La formule thrash hirsute de Whiplash semblait déjà avoir atteint ses limites dès le deuxième album, pâle copie du coup de maître initial réalisé par le trio. Un trio devenu quatuor pendant l’enregistrement d’Insult to Injury, avec le recrutement d'un « vrai » chanteur, Tony Portaro souhaitant désormais se consacrer pleinement à ses parties de guitare. Voici, sur le papier, la promesse d’une amélioration.

L’équipe en charge du son a beau être quasiment identique à celle qui avait officié sur Ticket to Mayhem dans les mêmes studios Morrisound à Tampa, le rendu est différent – plus clair, moins brouillon. Le tranchant de l’inaugural Power and Pain n’est pas revenu et l’ensemble manque d’ampleur, défavorisant la guitare au bénéfice de la section rythmique. Mais au moins l’impression de se faire passer les trompes d’Eustache au papier de verre a disparu depuis le recueil précédent. Et l’affaire commence plutôt bien, avec "Voice of Sanity" guidé par un riff syncopé et énergique. Un ralentissement met en valeur le refrain avant qu’une variation mélodique ne serve de support à un très bon solo. Le timbre presque aimable du nouveau venu Glenn Hansen, rappelant David Godfrey de Heathen, offre un net contraste avec les éructations du leader qui parsemaient les deux longs formats antérieurs.

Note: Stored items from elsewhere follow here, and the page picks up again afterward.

PR #6207, opened 2019-08-23
Honour suffix and prefix on install

### LINKED ISSUE #6179: v2-install ignores  --program-suffix
**Describe the bug**

```
cabal v2-install foo -w ghc-8.4.4 --program-suffix=-ghc-8.4.4
```

will install `foo` not `foo-ghc-8.4.4` as expected :disappointed: 

(replace `foo` with anything valid, e.g. for sake of argument `stylish-haskell`)

```
cabal-install version 2.4.1.0
compiled using version 2.4.1.0 of the Cabal library 
```

fendor:
Previously, the flags --program-suffix and --program-prefix
were ignored when given to v2-install.
To fix this, both installation cases, symlink and copy need to be
aware of the new installation name.
Closes #6179 

---

### DIFF
--- a/cabal-install/Distribution/Client/CmdInstall.hs
+++ b/cabal-install/Distribution/Client/CmdInstall.hs
@@ -107,7 +107,7 @@ import Distribution.System
 import Distribution.Types.UnitId
          ( UnitId )
 import Distribution.Types.UnqualComponentName
-         ( UnqualComponentName, unUnqualComponentName, mkUnqualComponentName )
+         ( UnqualComponentName, unUnqualComponentName )
 import Distribution.Verbosity
          ( Verbosity, normal, lessVerbose )
 import Distribution.Simple.Utils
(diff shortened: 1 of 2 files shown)


hvr:
just to be clear; the semantics are such that *only* the installed name of the executable (i.e. the symlink or copy) gets modified by --program-suffix and --program-prefix but *not* the name within the nix-style .cabal/store, right?

fendor:
Yes, we assume:
`cabal v2-install exe:foo --installdir=/home/user/.cabal/bin --installmethod=symlink --program-suffix=-8.8.1 --program-prefix=bar`
results in a symlink
`barfoo-8.8.1 -> /home/user/.cabal/store/.../bin/foo`
and copying renames the executable only in the ~/.cabal/bin folder.
Everything else would be an unintentional change.

fendor:
Since I forgot to mention it:
I tested this by manually executing in a project `cabal install exe:foo --installdir=/home/user/.cabal/bin --installmethod=symlink --program-suffx=-8.6.4 --program-prefix=bar`
and checked that the executable linked to ~/.cabal/bin/ is named "barfoo-8.6.4" and links into the store to some executable "~/.cabal/store/.../bin/foo".
I repeated the same for --installmethod=copy.

fendor:
So, is anything blocking this from getting merged?

phadej:
Thanks, sorry for long wait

Bon, le scream à la fin ne s’imposait peut-être pas, dévoilant une stridence plus en vogue dans la sphère heavy metal.
Hélas, le titre d’ouverture n’est qu’un trompe-l’œil. La triplette "Hiroshima" - "Insult to Injury" - "Dementia Thirteen" révèle les limites de cette nouvelle formule heavy-thrash, magnifiée sur Blessing in Disguise, le troisième album de Metal Church paru quelques mois auparavant. Certes les interventions à la six-cordes sont plus soignées que sur Ticket to Mayhem mais la fougue des débuts n’apparaît plus que par intermittence. Quant aux refrains, ils sont moches, voire hideux comme celui de la dernière piste nommée. Dans ces conditions, Hansen a bien du mal à tirer son épingle du jeu, et fait parfois n’importe quoi, démonétisant "Witness to the Terror" qui rappelait flatteusement Doomsday for The Deceiver de Flotsam & Jetsam.

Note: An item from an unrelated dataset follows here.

PR #6216, opened 2019-08-31
Recognise flags that change error message format as simple

sergv:
I.e. don’t rebuild everything when a ghc flag that affects how error messages are presented is added.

Néanmoins cette occurrence participe à une tonalité thrash plus affirmée sur la deuxième partie, amorcée sur le speed "Essence of Evil" à la conclusion trop abrupte. Sécurisé sur "Battle Scars" – il suit note à note le thème de la guitare – le chant sobre ne parvient pas à animer un refrain sans relief, précédant le court "Rape of the Mind", plutôt hard rock dans l’esprit, qui évoque "The Immigrant Song" de Led Zeppelin en plus décontracté (et moins bien chanté). En fin de parcours, l’instrumental "Ticket to Mayhem / 4 E.S." s’apparente à une accumulation de plans décousus relayés par "Pistolwhipped" qui, sans être miraculeux, allie les velléités mélodieuses sur les couplets et une hargne retrouvée sur le refrain.

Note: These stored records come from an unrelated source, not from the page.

PR #6225, opened 2019-09-07
Document hs-source-dirs

toonn:
I replaced the note about `hs-source-dir` being deprecated in the
description of `hs-source-dirs` by a field of its own to include the
`deprecated` and `removed` fields because it's no longer in 3.0.

Source directories can be shared among components but there's a
non-obvious caveat which I've tried to clarify with a note for `hs-source-dirs`.
This definitely needs review because I'm not sure I understood it and whether I'm getting the point across.

---

### DIFF
--- a/Cabal/doc/developing-packages.rst
+++ b/Cabal/doc/developing-packages.rst
@@ -2184,14 +2184,20 @@ system-dependent values for these fields.
        :pkg-field:`other-modules`, :pkg-field:`library:exposed-modules` or
        :pkg-field:`executable:main-is` fields.
 
+.. pkg-field:: hs-source-dir: directory list
+    :deprecated: 2.0
+    :removed: 3.0
+    :default: ``.``
+
+    Root directories for the module hierarchy.
+
+    Deprecated in favor of :pkg-field:`hs-source-dirs`.
+
 .. pkg-field:: hs-source-dirs: directory list
 
     :default: ``.``
 
     Root directories for the module hierarchy.
-
-    For backwards compatibility, the old variant ``hs-source-dir`` is
-    also recognized.
 
 .. pkg-field:: default-extensions: identifier list
 
--- a/Cabal/doc/developing-packages.rst
+++ b/Cabal/doc/developing-packages.rst
@@ -2199,6 +2199,13 @@ system-dependent values for these fields.
 
     Root directories for the module hierarchy.
 
+    .. note::
+
+      Components can share source directories but modules will be compiled if
+      they can be found there, i.e., if a library and an executable share a
+      source directory and the executable depends on the library's ``Foo``
+      module it will be recompiled even if the library has already been built.
+
 .. pkg-field:: default-extensions: identifier list
 
     A list of Haskell extensions used by every module. These determine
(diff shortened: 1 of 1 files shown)


Cabal/doc/developing-packages.rst
```diff
@@ -2184,14 +2184,27 @@ system-dependent values for these fields.
...
 
     :default: ``.``
 
     Root directories for the module hierarchy.
 
-    For backwards compatibility, the old variant ``hs-source-dir`` is
-    also recognized.
+    .. note::
+
+      Components can share source directories but modules will be compiled if
```
DanielG: "will be **re**compiled"?

Cabal/doc/developing-packages.rst
```diff
@@ -2184,14 +2184,27 @@ system-dependent values for these fields.
...
+      they can be found there, i.e., if a library and an executable share a
+      source directory and the executable depends on the library's ``Foo``
+      module it will be recompiled even if the library has already been built.
```
DanielG: You could add a note that internal libraries are a way to solve that problem.

Cabal/doc/developing-packages.rst
toonn: I did intend "compiled" here. Should I add "even if other components have already built these same modules?" Or would recompiled be clear/accurate enough?

Cabal/doc/developing-packages.rst
toonn: Isn't the real solution not to share a tree with dependencies? Or would internal libraries's modules in the src dir not be recompiled?

DanielG: I'm not sure what you mean by "sharing a tree with dependencies"?

What you would do is add the internal library as a build-depends to the components where you want to share modules so then they only get compiled once, namely when the internal lib is built but you can still use them all over.

Cabal/doc/developing-packages.rst
DanielG: It just sounds kind of weird because what else would I expect cabal to do if not compile these modules ;)

I think the combination of both, "modules will be recompiled even if other components already built them" makes even more sense.

toonn: Will rewrite this weekend.

Cabal/doc/developing-packages.rst
toonn: The tree I'm talking about is a file hierarchy. No matter what you do if a module you import is in your source dir you'll compile it again. Even if a dependency, internal lib or no, already built it.

toonn: @DanielG, I'm not clear on the problem you suppose would be solved here using internal libraries? I can imagine people might share a source dir if they wanted multiple parts depending on something without exposing it but the reason for sharing the dirs isn't really relevant to the note. The note's just supposed to point out a gotcha people might run into. Another way you could end up in this situation is simply desiring a simpler repository setup, with a single src directory for all your code.

DanielG: I think I missed the fact that you were talking specifically about (public) libraries already, so nevermind.

I was talking about that other common problem where you want your test suite to have access to internals without exporting them in the public library but that doesn't really fit here, you're right.

DanielG:
Thanks!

Plus travaillé, lorgnant vers un techno-thrash en pleine effervescence (Coroner, Watchtower & cie), Insult to Injury oscille entre des velléités mélodiques pas toujours convaincantes et un attachement au thrash rageur des débuts. La tentative est hélas dévitalisée par une production doucereuse et un chanteur qui aurait sans doute été plus à sa place dans un groupe de power US. Sur ce créneau du thrash mélodico-technique, Annihilator avait mis la barre très haut avec Alice in Hell au début de cette année 1989. Le troisième LP de Whiplash ne s'en approche que trop rarement pour espérer rivaliser.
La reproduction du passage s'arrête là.